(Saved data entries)
PR #134, opened 2018-11-28
Cutdown copies with BytesIO

jakirkham:
This is currently an exploratory PR, which tries to use `BytesIO` to avoid some copies.

TODO:

### DIFF
--- a/numcodecs/gzip.py
+++ b/numcodecs/gzip.py
@@ -59,7 +59,7 @@ class GZip(Codec):
                 out = ensure_contiguous_ndarray(out)
                 nbytes = decompressor.readinto(out)
                 nbytes += len(decompressor.read())
-                if nbytes != out.nbytes:
+                if nbytes > out.nbytes:
                     raise ValueError("`out` unable to fit %i bytes" % nbytes)
             else:
                 out = ensure_ndarray(decompressor.read())
--- a/numcodecs/gzip.py
+++ b/numcodecs/gzip.py
@@ -5,7 +5,7 @@ import io
 
 
 from .abc import Codec
-from .compat import ndarray_copy, ensure_contiguous_ndarray, PY2
+from .compat import ensure_ndarray, ensure_contiguous_ndarray, PY2
 
 
 class GZip(Codec):
@@ -42,24 +42,26 @@ class GZip(Codec):
         try:
             compressed = compressed.getbuffer()
         except AttributeError:  # pragma: py3 no cover
-            compressed = memoryview(compressed.getvalue())
+            compressed = compressed.getvalue()
 
-        return np.array(compressed, copy=False)
+        return ensure_ndarray(compressed)
 
     # noinspection PyMethodMayBeStatic
     def decode(self, buf, out=None):
 
         # normalise inputs
         buf = ensure_contiguous_ndarray(buf)
-        if out is not None:
-            out = ensure_contiguous_ndarray(out)
 
         # do decompression
         buf = io.BytesIO(buf)
         with _gzip.GzipFile(fileobj=buf, mode='rb') as decompressor:
-            decompressed = decompressor.read()
+            if out is not None:
+                decompressed = ensure_contiguous_ndarray(out)
+                decompressor.readinto(decompressed.view('u1'))
+            else:
+                decompressed = ensure_ndarray(decompressor.read())
 
         # handle destination - Python standard library zlib module does not
         # support direct decompression into buffer, so we have to copy into
         # out if given
-        return ndarray_copy(decompressed, out)
+        return decompressed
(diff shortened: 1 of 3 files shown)


alimanfoo:
This looks nice :+1:

alimanfoo:
FWIW this looks good to go to me, and would be nice to include in 0.6.0.

numcodecs/gzip.py
```diff
@@ -38,24 +38,30 @@ def encode(self, buf):
...
-        if out is not None:
-            out = ensure_contiguous_ndarray(out)
 
         # do decompression
         buf = io.BytesIO(buf)
         with _gzip.GzipFile(fileobj=buf, mode='rb') as decompressor:
-            decompressed = decompressor.read()
+            if out is not None:
+                decompressed = ensure_contiguous_ndarray(out)
+                decompressor.readinto(decompressed)
```
jakirkham: Should we check that the buffer was exhausted here? If so, what should we raise if that does not happen?

numcodecs/tests/test_gzip.py
```diff
@@ -93,3 +93,22 @@ def test_err_encode_non_contiguous():
...
+def test_err_out_too_small():
+    # non-contiguous memory
+    arr = np.arange(10, dtype='i4')
+    out = np.empty_like(arr)[:-1]
+    for codec in codecs:
+        with pytest.raises(ValueError):
+            codec.decode(codec.encode(arr), out)
+
+
+def test_err_out_too_large():
```
jakirkham: Should this be an error?

jakirkham:
So I've added a check to make sure `out` is able to fit the data. If the data does not fit, we still write into `out` (as there doesn't seem to be a way to avoid it), but we raise if we detect more bytes to include. A test is added for the case of a too small `out` as well.

jakirkham:
Is the existing release note sufficient or should we tack this onto that one?

jakirkham:
cc @funkey (for awareness)

numcodecs/gzip.py
```diff
@@ -38,24 +38,35 @@ def encode(self, buf):
...
     def decode(self, buf, out=None):
 
         # normalise inputs
-        buf = ensure_contiguous_ndarray(buf)
-        if out is not None:
-            out = ensure_contiguous_ndarray(out)
+        if PY2:  # pragma: py3 no cover
+            buf = ensure_contiguous_ndarray(buf)
+        else:  # pragma: py2 no cover
+            buf = ensure_bytes(buf)
```
alimanfoo: I'm surprised about this. Is it really necessary to ensure bytes on PY3? That will imply a copy if buf is not bytes. Previously ``ensure_contiguous_ndarray(buf)`` was working on all Pythons?

alimanfoo:
> Is the existing release note sufficient or should we tack this onto that one?

I'd say just adding a reference to this PR in the existing release note would be fine.

numcodecs/gzip.py
jakirkham: Basically it [always copies on Python 2]( https://github.com/python/cpython/blob/2.7/Modules/_io/bytesio.c#L798 ), but will [skip copying on Python 3]( https://github.com/python/cpython/blob/3.7/Modules/_io/bytesio.c#L923 ) if it's already a `bytes` object. So the idea here is if we already have a `bytes` object (e.g. reading from all(?) Zarr stores), then we should try to pass the `bytes` object through unchanged. If we coerce a copy in the process on Python 3, this is no worse as `BytesIO` would have copied it anyways if it wasn't a `bytes` object.

alimanfoo: Ah, got it. Thanks.

alimanfoo: Maybe worth adding a comment here, just so we don't forget why bytes is preferred.

jakirkham: Sure, have added comments to explain why `ensure_contiguous_ndarray` is used in the Python 2 case and why `ensure_bytes` is used in the Python 3 case. HTH

jakirkham:
Have added to the `GZip` release note and included some comments for buffer handling in `GZip.decode`.

alimanfoo:
Great, thanks @jakirkham.

numcodecs/gzip.py
```diff
@@ -38,24 +38,39 @@ def encode(self, buf):
...
+                if decompressor.read(1) != b'':
+                    raise ValueError("Unable to fit data into `out`")
+            else:
+                out = ensure_ndarray(decompressor.read())
 
         # handle destination - Python standard library zlib module does not
         # support direct decompression into buffer, so we have to copy into
         # out if given
-        return ndarray_copy(decompressed, out)
+        return out
```
jakirkham: The comment above should have been dropped. Fixing with PR ( https://github.com/zarr-developers/numcodecs/pull/141 ).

PROBLEM DETAILS: Among the lines above, find those holding "comments" and copy each one.

EXERCISE OUTPUT:
jakirkham: Sure, have added comments to explain why `ensure_contiguous_ndarray` is used in the Python 2 case and why `ensure_bytes` is used in the Python 3 case. HTH
Have added to the `GZip` release note and included some comments for buffer handling in `GZip.decode`.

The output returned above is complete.